The consequence of the race is that we'll fail to IPI certain targets. Also,
there's no guarantee that mwait_idle_with_hints() will raise a TIMER_SOFTIRQ
on it's way out.
The fundamental bug is that the "in_mwait" variable needs to be in the
monitored line, and not in a separate cpuidle_mwait_flags variable, in order
to do this in a race-free way.
Arranging to fix this while keeping the old implementation is prohibitive, so
strip the current one out in order to implement the new one cleanly. In the
interim, this causes IPIs to be used unconditionally which is safe albeit
suboptimal.
Fixes: 3d521e933e1b ("cpuidle: mwait on softirq_pending & remove wakeup ipis")
Fixes: 1adb34ea846d ("CPUIDLE: re-implement mwait wakeup process")

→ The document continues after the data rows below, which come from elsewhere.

PR #1839, opened 2025-07-17
[Misc] Remove transformers from vllm-ascend requirements

Potabk:

Remove transformers from vllm-ascend requirements, we do not need pin transformers to  a lower version for this [fix](https://github.com/vllm-project/vllm/pull/20244/files) in the upstream


.github/workflows/vllm_ascend_test.yaml
```diff
@@ -184,8 +184,8 @@ jobs:
         env:
           PIP_EXTRA_INDEX_URL: https://mirrors.huaweicloud.com/ascend/repos/pypi
         run: |
-          pip install -r requirements-dev.txt
           pip install -v -e .
+          pip install -r requirements-dev.txt
```
wangxiyuan, line 188: why change this order

Potabk: for verify the  the installation with vllm default transformers version without conflict

wangxiyuan: I still don't understand why. In this PR. the `transformers` has been removed from requirements. So install `requirement` first won't change anything IMO.

Potabk: https://github.com/vllm-project/vllm-ascend/blob/33ef5dc8130fb7132b23c14d13a5c9361118d912/requirements-dev.txt#L16C1-L16C3 this will install `transformers `, but for some users, installing `requirements-dev` is not necessary

wangxiyuan: but we should make sure `requirements.txt` is installed before install the package.

Potabk: `pip install -e .` will install req

wangxiyuan: it's not clear for developers. You can add a note at least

Signed-off-by: Andrew Cooper <andrew.cooper3@citrix.com>
Reviewed-by: Roger Pau Monné <roger.pau@citrix.com>
---
CC: Jan Beulich <JBeulich@suse.com>
CC: Roger Pau Monné <roger.pau@citrix.com>
CC: Anthony PERARD <anthony.perard@vates.tech>
CC: Michal Orzel <michal.orzel@amd.com>
CC: Julien Grall <julien@xen.org>
CC: Stefano Stabellini <sstabellini@kernel.org>
---
xen/arch/x86/acpi/cpu_idle.c | 48 ++++--------------------------
xen/arch/x86/hpet.c | 2 --
xen/arch/x86/include/asm/hardirq.h | 9 +++---
xen/include/xen/cpuidle.h | 2 --
xen/include/xen/irq_cpustat.h | 1 -
5 files changed, 9 insertions(+), 53 deletions(-)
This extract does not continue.